We non-dimensionalise, considering only Y and F, by defining the new variables

$$\begin{aligned} y=\frac{Y}{Y^0},\quad w=\frac{F}{F^0},\quad \tau =V_\mathrm{m2}t. \end{aligned}$$

The non-dimensional form of equations (70)–(71) is then

$$\begin{aligned} \dot{y}= & {} k_3(w-y)+f_2(\mathbf {x},y),\\ \dot{w}= & {} \epsilon (h(y)-w), \end{aligned}$$

where dot denotes differentiation with respect to \(\tau \), \(\mathbf {x}\) is the (unspecified) non-dimensional form of \(\mathbf {X}\), and

$$\begin{aligned} k_3=\frac{k_{30}}{V_\mathrm{m2}}, \quad \epsilon =\frac{k_\mathrm{off}}{V_\mathrm{m2}},\quad f_2(\mathbf {x},y)=\frac{F_2(\mathbf {X},Y^0y)}{V_\mathrm{m2}},\quad h(y)=\frac{1}{F^0+(1-F^0)y}. \end{aligned}$$

Note that we have used (72) in deriving h(y). All of our assumptions (h1)–(h4) on the function h(y) are now satisfied and

$$\begin{aligned} h_0=-h'(1)=1-F^0>0 \end{aligned}$$

since \(F^0\in (0,1)\). We tried to reproduce the numerical results shown in Fig. 3B (dashed line) of Ng et al. (2005) but found that this was only possible by changing \(k_\mathrm{off}\) from the stated value of 0.00154 day\(^{-1}\) to 0.0154 day\(^{-1}\) (the smaller value of \(k_\mathrm{off}\) did show rebound, but with a smaller magnitude of about 110% of baseline). Moreover, the authors in Ng et al. (2005) report an affinity of 0.033 \(\upmu \)g/ml, which is \((0.033/150{,}000)\times 10^{-3}\)M = \(2 \times 10^{-10}\)M, or 200pM. If we use the reported \(k_\mathrm{off}\) of 0.00154 day\(^{-1}\) and assume a typical \(k_\mathrm{on}\) (see Aston et al. 2011) of 0.592 nM\(^{-1}\)/day, the ratio \(k_\mathrm{off}/k_\mathrm{on}\approx 2\)pM, i.e. 100-fold more potent than reported. A ten-times higher \(k_\mathrm{off}\) still does not give the right affinity but at least it is closer.
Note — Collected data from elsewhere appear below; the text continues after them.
PR #2804, opened 2025-02-06
Enable stateful tests for LocalStore

dcherian:
Also restrict stateful tests to slow hypothesis CI workflow to speed up the CI a bit (cc @dstansby)

Seems to work:
-  `SKIPPED [6] tests/test_store/test_stateful.py: need --run-slow-hypothesis option to run`

Also fixes the LocalStore stateful test

TODO:

### DIFF
--- a/changes/2804.feature.rst
+++ b/changes/2804.feature.rst
@@ -1,0 +1,1 @@
+:py:class:`LocalStore` learned to ``delete_dir``.
--- a/changes/2804.feature.rst
+++ b/changes/2804.feature.rst
@@ -1,1 +1,1 @@
-:py:class:`LocalStore` learned to ``delete_dir``.
+:py:class:`LocalStore` learned to ``delete_dir``. This makes array and group deletes more efficient.
--- a/src/zarr/storage/_local.py
+++ b/src/zarr/storage/_local.py
@@ -214,6 +214,12 @@ class LocalStore(Store):
         path = self.root / prefix
         if path.is_dir():
             shutil.rmtree(path)
+        elif path.is_file():
+            raise ValueError(f"delete_dir was passed a {prefix=!r} that is a file")
+        else:
+            # Non-existent directory
+            # This path is tested by test_group:test_create_creates_parents for one
+            pass
 
     async def exists(self, key: str) -> bool:
         # docstring inherited
--- a/src/zarr/storage/_local.py
+++ b/src/zarr/storage/_local.py
@@ -208,6 +208,13 @@ class LocalStore(Store):
         else:
             await asyncio.to_thread(path.unlink, True)  # Q: we may want to raise if path is missing
 
+    async def delete_dir(self, prefix: str) -> None:
+        # docstring inherited
+        self._check_writable()
+        path = self.root / prefix
+        if path.is_dir():
+            shutil.rmtree(path)
+
     async def exists(self, key: str) -> bool:
         # docstring inherited
         path = self.root / key
--- a/src/zarr/testing/stateful.py
+++ b/src/zarr/testing/stateful.py
@@ -25,9 +25,6 @@ from zarr.testing.strategies import keys as zarr_keys
 
 MAX_BINARY_SIZE = 100
 
-# Handle possible case-insensitive file systems (e.g. MacOS)
-node_names = node_names.map(lambda x: x.lower())
-
 
 def split_prefix_name(path: str) -> tuple[str, str]:
     split = path.rsplit("/", maxsplit=1)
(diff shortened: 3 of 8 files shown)


changes/2804.feature.rst
```diff
@@ -0,0 +1 @@
+:py:class:`LocalStore` learned to ``delete_dir``.
```
dstansby, line 1:
```suggestion
Implemented ``delete_dir`` for :py:class:`LocalStore`. This means it is now possible to delete an entire directory at once, instead of having to delete every individual key under a given directory in the store.
```

src/zarr/storage/_local.py
```diff
@@ -208,6 +208,13 @@ async def delete(self, key: str) -> None:
         else:
             await asyncio.to_thread(path.unlink, True)  # Q: we may want to raise if path is missing
 
+    async def delete_dir(self, prefix: str) -> None:
+        # docstring inherited
+        self._check_writable()
+        path = self.root / prefix
+        if path.is_dir():
+            shutil.rmtree(path)
```
dstansby, line 216: Am I right in thinking this will just silently do nothing if a file is provided to this function? In that case we should either:

1. Document this behaviour, or 
2. Do something else like raise a warning or error

Is there a precedent from other stores which option we should take?

src/zarr/testing/stateful.py
```diff
@@ -68,6 +68,9 @@ def can_add(self, path: str) -> bool:
     # -------------------- store operations -----------------------
     @rule(name=node_names, data=st.data())
     def add_group(self, name: str, data: DataObject) -> None:
+        # Handle possible case-insensitive file systems (e.g. MacOS)
+        if isinstance(self.store, LocalStore):
+            name = name.lower()
```
dstansby, line 73: This line doesn't seem to be covered by the tests, but looks like it's intended to be run? Do you know whether this is a coverage upload issue, or if the line actually isn't being run in tests?

src/zarr/testing/strategies.py
```diff
@@ -218,10 +219,14 @@ def key_ranges(
         [(key, (range_start, range_end)),
          (key, (range_start, range_end)),...]
     """
+
+    def make_request(start: int, length: int) -> RangeByteRequest:
+        return RangeByteRequest(start, end=min(start + length, max_size))
```
dstansby, line 224: This also isn't showing up in code coverage.

src/zarr/testing/strategies.py
```diff
@@ -209,7 +210,7 @@ def basic_indices(draw: st.DrawFn, *, shape: tuple[int], **kwargs: Any) -> Any:
 
 
 def key_ranges(
-    keys: SearchStrategy = node_names, max_size: int | None = None
+    keys: SearchStrategy = node_names, max_size: int = sys.maxsize
```
dstansby, line 213: This is [part of our public API](https://zarr--2804.org.readthedocs.build/en/2804/api/zarr/testing/strategies/index.html#zarr.testing.strategies.key_ranges), so changing the default here is an API change. What was the motivation for changing it - does hypothesis not work well with `max_value=None`?

tests/test_store/test_stateful.py
```diff
@@ -28,11 +27,7 @@ def mk_test_instance_sync() -> None:
...
-        pytest.skip(reason="This test has errors")
-    elif isinstance(sync_store, MemoryStore):
-        run_state_machine_as_test(mk_test_instance_sync, settings=Settings(max_examples=50))
-    else:
-        run_state_machine_as_test(
-            mk_test_instance_sync, settings=Settings(report_multiple_bugs=True)
-        )
+
+    if isinstance(sync_store, LocalStore):
+        pytest.skip(reason="Test isn't suitable for LocalStore.")
```
dstansby, line 32: Could you expand the reason here a bit to explain why it's not suitable? Just thinking of down the line when someone tries to understand this a bit more info would be helpful.

dstansby (changes requested):
👍 great that the slow tests aren't running on all the test runs now! I left some comments/requests for updates/questions inline.

src/zarr/testing/strategies.py
dcherian: that's a bad report, or perhaps out-of-date. this PR also enables coverage recording for the hypothesis tests.

src/zarr/testing/stateful.py
dcherian: that's a bad report, or perhaps out-of-date. this PR also enables coverage recording for the hypothesis tests.

src/zarr/testing/strategies.py
dcherian: Cleans up the use of `min` below, that's all.

changes/2804.feature.rst
dcherian: I'll add another line.

src/zarr/storage/_local.py
dcherian: Nice catch. Now it raises an error if a file is passed and does nothing if passed a non-existent path.

src/zarr/testing/strategies.py
dstansby: 👍

dstansby (approved):

PR #2807, opened 2025-02-06
Strengthen pickling test and fix ZipStore __getstate__()

maxrjones:
It's important for stores that manually implement `__getstate__` and `__setstate__` that the store behavior is tested beyond a simply equality check. This is motivated by https://github.com/zarr-developers/zarr-python/pull/1661, where I first added incorrect serialization functionality even though it passed this test. This PR adds a simple set/get check on the serialization test and exposes an issue with ZipStore.

TODO:

### DIFF
--- a/src/zarr/storage/_zip.py
+++ b/src/zarr/storage/_zip.py
@@ -108,7 +108,8 @@ class ZipStore(Store):
         self._sync_open()
 
     def __getstate__(self) -> dict[str, Any]:
-        state = self.__dict__
+        # We need a copy to not modify the state of the original store
+        state = self.__dict__.copy()
         for attr in ["_zf", "_lock"]:
             state.pop(attr, None)
         return state
--- a/changes/2807.bugfix.rst
+++ b/changes/2807.bugfix.rst
@@ -1,0 +1,1 @@
+Fix pickling for ZipStore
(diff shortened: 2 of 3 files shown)


src/zarr/storage/_zip.py
```diff
@@ -108,7 +108,8 @@ async def _open(self) -> None:
         self._sync_open()
 
     def __getstate__(self) -> dict[str, Any]:
-        state = self.__dict__
+        # We need a copy to not modify the state of the original store
+        state = self.__dict__.copy()
```
maxrjones, line 112: I'm not an expert on these methods, so I'd appreciate if someone with more experience could verify that we need a copy. Maybe @martindurant could help?

maxrjones: Meaning, is there a better way to approach this than the current implementation?

martindurant: Since the `__init__` doesn't take many arguments, you could pluck the ones you need, and make this a `__reduce__` - slightly simpler. It means deciding which arguments you yes need, rather than the `pop` statements here deciding which ones you don't.

But yes, you need a copy() in order not to mutate the state of the original object.

maxrjones: thank you!

maxrjones: I looked into using `__reduce__` but find the current implementation to be simpler given that `ZipStore` requires kwargs, so I would need to use most of the optional tuple values returned by `__reduce__`. So, I'll leave this as is. thanks again for the advice

jhamman (approved):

The values of the other parameters used, from Tables II and III of Ng et al. (2005), are \(k_\mathrm{a}=0.242\) day\(^{-1}\), \(k_{10}=0.114\) day\(^{-1}\), \(k_{12}=0.097\) day\(^{-1}\), \(k_{21}=0.193\) day\(^{-1}\), \(k_{30}=0.444\) day\(^{-1}\), \(V_\mathrm{c}=64.3\) mL/kg, \(V_\mathrm{m}=26.9~\upmu \)g/mL, \(V_\mathrm{m2}=2.16\) day\(^{-1}\), \(K_\mathrm{mc}=0.033~\upmu \)g/mL, \(F_\mathrm{a}=0.564\), \(k_\mathrm{03max}=334\) %CD11a/day. The plot of the total receptor \(X_3\) in this case is the solid blue line shown on the left in Fig. 11.

Fig. 11

The total and free %CD11a relative to baseline after a single 3 mg/kg intravenous dose of efalizumab. On the left is the plot with feedback turned on and rebound can be observed. On the right is the plot without feedback and no rebound occurs

To find out how feedback influences the model, we ran a simulation of the model when the feedback was turned off, i.e., we took \(X_4\) to be constant at its baseline value. As can be seen on the right in Fig. 11, without feedback there is no rebound. So clearly the rebound in this example is caused by the feedback.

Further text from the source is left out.